В Кодексе Юстиниана сказано: «Согласно закону Родоса, если товар выброшен за борт ради спасения корабля, то, что было потеряно для общего блага, следует возместить общим вкладом».
Тот же механизм разделения рисков работал для караванов в пустыне. Если товар был украден или потерян, ущерб должны были разделить все торговцы, а не только его владелец.
Как не быть врачом
Попытки применить принцип «шкуры на кону» в медицине важны и необходимы, но обычно связаны с определенными побочными эффектами: неопределенность переходит от врача к пациенту. Почему? Проблема заключается в зависимости от конкретных показателей. Каждым показателем можно манипулировать.

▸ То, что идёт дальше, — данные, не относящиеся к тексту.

PR #1327, opened 2020-12-16
Makefile: remove test-unit dependencies

dgrisonnet:
The test-unit Makefile rule had a dependency on the clean and build
rules. However, these rules aren't needed to run kube-state-metrics unit
tests.
The original setup can be problematic when running the unit tests in an
environment without docker installed.


lilic (commented):
Thanks!

/lgtm

PR #1237, opened 2020-09-18
Host stable/kube-state-metrics helm chart

scottrigby:
**What this PR does / why we need it**:

See #1153 

To-do:
- [x] import stable/kube-state-metrics helm chart history
- [x] clean up chart README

Обратимся к реальным примерам: скажем, врач-онколог или конкретный госпиталь оцениваются по показателям пятилетней выживаемости пациентов. В случае каждого нового пациента они сталкиваются с необходимостью выбрать метод лечения. В основном выбор делается между лазерной хирургией и лучевой терапией, которая токсична не только для раковых клеток, но и для пациента. По статистике, лазерная хирургия обеспечивает несколько худшие показатели пятилетней выживаемости, чем лучевая терапия, но последняя нередко приводит к появлению новых опухолей в долгосрочной перспективе и дает сравнительно низкую выживаемость в течение двадцати лет.
Но при оценке используются пятилетние, а не двадцатилетние показатели, поэтому врач может переложить неопределенность на плечи пациента, сделав выбор в пользу второго варианта. Система указывает врачу переместить риски из своего настоящего в ваше будущее.
Вы должны помнить, что врач, несмотря на свое авторитетное поведение, находится в сложной ситуации. Он не вы, не член вашей семьи, поэтому не испытает прямого эмоционального ущерба, если ваше состояние ухудшится. Его цель — избежать судебного процесса, который может оказаться катастрофическим для его карьеры.
Некоторые показатели могут вас убить. Представьте, что вы случайно посетили кардиолога и оказались в категории умеренного риска — на самом деле это не значит, что у вас повышен риск сердечно-сосудистых заболеваний; просто есть основания быть чуть осторожнее (человек с преддиабетическим или предгипертензивным состоянием на 90% ближе к здоровому человеку, чем к диабетику или гипертонику).
Но система требует от врача оказывать лечение — исключительно чтобы защитить себя. Если вы упадете замертво, как только покинете кабинет, врачу можно предъявить иск за небрежность: он не назначил лекарство, которое в текущей конъюнктуре считается полезным, — например, статин, а он, как теперь известно, может быть опасен.
В глубине души врач может понимать, что статин вреден с точки зрения долгосрочных последствий, но фармацевтическим компаниям удалось убедить всех, что этих последствий можно избежать. Однако правильный подход с точки зрения предупреждения заболеваний — избегать того, что способно вызвать такие последствия. Поэтому фактически для большинства людей — кроме тех, кто очень болен, — риск при посещении врача перевешивает выгоды. Просто этот риск скрыт, он проявится лишь в долгосрочной перспективе, тогда как юридический риск вступает в игру немедленно.
Как же сделать медицину менее асимметричной? Не напрямую; решение, которое я предложил в «Антихрупкости» и других работах, заключается в том, чтобы пациент избегал лечения, пока состояние не вызывает серьезных опасений, но использовал медицину, чтобы справиться с редкими критическими состояниями.
Проблема в том, что «умеренно» больных куда больше; к тому же, скорее всего, они дольше проживут и дольше будут потреблять лекарства — следовательно, фармацевтическим компаниям выгодно сосредоточиться на них.
Проблема в том, что «шкура на кону» и у врача, и у пациента, — пусть ставки распределены не идеально, — но ее нет у регулирующих органов, которые, похоже, и являются причиной сбоев в работе системы. Чиновники были бедствием повсюду на планете и во все времена.